The Atlanta Daily World, Old Sermons, and a Reporter’s Expense Report
Josina Guess is a writer and editor with more than 20 years experience in non-profit, faith-based, arts and cross-cultural communication in urban and rural settings. She is the 2022 recipient of The Nancy and Randall Burkett Award for Research in Black Print Culture.
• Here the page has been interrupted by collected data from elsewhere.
PR #2668, opened 2021-08-14
Emit FutureWarning when an unwatched Task throws an exception

### LINKED ISSUE #2664: Add `FutureWarning` when a `fork`ed coroutine exception causes the test to end
I think we have decided that this behavior is not a good one, but instead we should capture the error in the Task's outcome and then throw a `RuntimeWarning` when the outcome is an exception, and it is never used before collection.

ktbarrett:
Closes #2664.


ktbarrett:
Fails on my machine...

ktbarrett:
@eric-wieser would you have any idea why the test is passing when it should be failing? Like I mentioned, it's failing for me locally.

ktbarrett:
Not entirely sure why the new line isn't covered, there is at least one test that causes a warning to fail (that is the point of `test_fork_exception`). Will investigate later.

PR #2670, opened 2021-08-15
Support using Coroutine objects and classes in coroutine APIs

### LINKED ISSUE #2647: Support `Coroutine` classes and objects wherever coroutines are
Currently we do runtime type checks in many places where coroutine functions and objects are accepted. These type checks prevent `Coroutine` classes and objects from being used.

ktbarrett:
Closes #2647. 

Adds support for:
* Using `collection.abc.Coroutine` objects in `cocotb.fork`, `cocotb.start`, `cocotb.start_soon`, and `cocotb.create_task`.
* Using a `collection.abc.Callable` which returns a `collection.abc.Coroutine` as a test function with `TestFactory` and `cocotb.test()`

Blocked by `cocotb.start` and friends coming in. While it can still come in, the docs will be broken until then.

### DIFF
--- a/cocotb/decorators.py
+++ b/cocotb/decorators.py
@@ -274,7 +274,7 @@ class RunningTest(RunningCoroutine):
     """
     The result of calling a :class:`cocotb.test` decorated object.
 
-    All this class does is change __name__ to show "Test" instead of "Task".
+    All this class does is change ``__name__`` to show "Test" instead of "Task".
     """
 
     _name: str = "Test"
--- a/cocotb/decorators.py
+++ b/cocotb/decorators.py
@@ -30,6 +30,7 @@ import functools
 import inspect
 import os
 import warnings
+import collections.abc
 
 import cocotb
 from cocotb.log import SimLog
@@ -86,11 +87,12 @@ class RunningTask:
         triggers to fire.
     """
 
+    _name: str = "Task"  # class name of schedulable task
     _id_count = 0  # used by the scheduler for debug
 
     def __init__(self, inst):
 
-        if inspect.iscoroutine(inst):
+        if isinstance(inst, collections.abc.Coroutine):
             self._natively_awaitable = True
         elif inspect.isgenerator(inst):
             self._natively_awaitable = False
@@ -115,7 +117,7 @@ class RunningTask:
 
         self._task_id = self._id_count
         RunningTask._id_count += 1
-        self.__name__ = "Task %d" % self._task_id
+        self.__name__ = f"{type(self)._name} {self._task_id}"
         self.__qualname__ = self.__name__
 
     @lazy_property
@@ -268,6 +270,16 @@ class RunningCoroutine(RunningTask):
         self.funcname = parent._func.__name__
 
 
+class RunningTest(RunningCoroutine):
+    """
+    The result of calling a :class:`cocotb.test` decorated object.
+
+    All this class does is change __name__ to show "Test" instead of "Task".
+    """
+
+    _name: str = "Test"
+
+
 class coroutine:
     """Decorator class that allows us to provide common coroutine mechanisms:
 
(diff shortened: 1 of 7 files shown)


cocotb/decorators.py
```diff
@@ -115,7 +117,7 @@ def __init__(self, inst):
 
         self._task_id = self._id_count
         RunningTask._id_count += 1
-        self.__name__ = "Task %d" % self._task_id
+        self.__name__ = f"{type(self)._name} {self._task_id}"
```
ktbarrett, line 120: If we simply change the name to `type(self).__qualname__` here, we can get rid of the `RunningTest` class. However, that will change the value of `__name__` for tasks from `Task 0` to `RunningTask 0` and `cocotb.coroutine` decorated generators from `Task 0` to `RunningCoroutine 0`.

cocotb/regression.py
```diff
@@ -617,21 +618,21 @@ def _create_test(function, name, documentation, mod, *args, **kwargs):
...
-    _my_test.__module__ = mod.__name__
     return cocotb.test()(_my_test)
 
 
 class TestFactory:
     """Factory to automatically generate tests.
 
     Args:
-        test_function: The function that executes a test.
+        test_function: A callable that return the test Coroutine.
```
cmarqu, line 635:
```suggestion
        test_function: A callable that returns the test Coroutine.
```
Or maybe even an uppercase `Callable`?

cocotb/decorators.py
```diff
@@ -268,6 +270,16 @@ def __init__(self, inst, parent):
         self.funcname = parent._func.__name__
 
 
+class RunningTest(RunningCoroutine):
+    """
+    The result of calling a :class:`cocotb.test` decorated object.
+
+    All this class does is change __name__ to show "Test" instead of "Task".
```
cmarqu, line 277:
```suggestion
    All this class does is change ``__name__`` to show "Test" instead of "Task".
```

documentation/source/newsfragments/2647.feature.2.rst
```diff
@@ -0,0 +1 @@
+:class:`~cocotb.regression.TestFactory` and :class:`cocotb.test` now accepts as a test function any :class:`collections.abc.Callable` object which returns a :class:`collections.abc.Coroutine`.
```
ktbarrett, line 1:
```suggestion
:class:`~cocotb.regression.TestFactory` and :class:`cocotb.test` now accept any :class:`collections.abc.Callable` object which returns a :class:`collections.abc.Coroutine` as a test function.
```

cocotb/regression.py
```diff
@@ -617,21 +618,21 @@ def _create_test(function, name, documentation, mod, *args, **kwargs):
     Returns:
         Decorated test function
     """
+    # causes early type check, during call to generate_tests()
+    test = cocotb.scheduler.create_task(function(cocotb.top, *args, **kwargs))
```
marlonjames, line 622: I think it's better to leave the task creation as part of the Regression Manager, so we have one place that the root handle is passed in. If you want the check at this point, you could create the coroutine object here but not keep it.

ktbarrett: The issue if that the callable may have side effects. Calling it more than once may not be permissible. I'm not against simply removing the check. `cocotb.test()` does not check the type is correct until the test is collected, I don't see why `TestFactory` should have ever been different (I think I was the one who added the checks so feel free to call me inconsistent).

cocotb/regression.py
```diff
@@ -617,21 +618,19 @@ def _create_test(function, name, documentation, mod, *args, **kwargs):
     Returns:
         Decorated test function
     """
+
+    @wraps(function)
     async def _my_test(dut):
-        await function(dut, *args, **kwargs)
+        await function(cocotb.top, *args, **kwargs)
```
marlonjames, line 624: I know `cocotb.top` is equivalent (right now), but I think it's better to leave the handle passing to the Regression Manager.

```suggestion
        await function(dut, *args, **kwargs)
```

marlonjames (approved):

The Nancy and Randall Burkett Award for Research in Black Print Culture allowed me time to look into the cultural context and reporting of the lynching of a man named Linton (also Lint or Lent) Shaw on April 28, 1936, in Colbert, Georgia. I started researching Lint Shaw’s lynching because he was killed less than 10 miles from where I live. His lynching was never solved even though photographs with easily identifiable faces were taken the morning of the crime. Shaw’s lynching fits into my larger ongoing narrative nonfiction project about parenting, migration, farming, and racism in the rural south.
The Rose Library does not have Lint Shaw’s lynching photo, but it does have the Atlanta Daily World records. The Atlanta Daily World, the first successful syndicated Black daily newspaper, played a unique role in showing Shaw’s humanity. While he was a patient at Grady Hospital, healing from police-inflicted gunshot wounds, the ADW published a rare interview, including a studio portrait of Shaw.[1] Before his wounds were healed, Shaw was transported back to Madison County for his scheduled trial. Faced by a lynch mob at Danielsville Jail, he was transferred to a small jail in Royston, Georgia, on April 27th. Around midnight, a mob kidnapped Shaw from Royston and killed him within earshot of his home in Colbert, Georgia.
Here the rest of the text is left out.